_THE PROBLEM_:
With nothing added or dropped, copy the data that follows exactly.

(Data excerpts)

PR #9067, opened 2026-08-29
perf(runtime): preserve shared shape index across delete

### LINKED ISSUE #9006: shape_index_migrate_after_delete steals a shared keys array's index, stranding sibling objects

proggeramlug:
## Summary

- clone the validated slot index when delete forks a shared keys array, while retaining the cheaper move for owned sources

_SOLUTION FOR THIS EXERCISE_:
PR #9067, opened 2026-08-29
perf(runtime): preserve shared shape index across delete

### LINKED ISSUE #9006: shape_index_migrate_after_delete steals a shared keys array's index, stranding sibling objects

proggeramlug:
## Summary

- clone the validated slot index when delete forks a shared keys array, while retaining the cheaper move for owned sources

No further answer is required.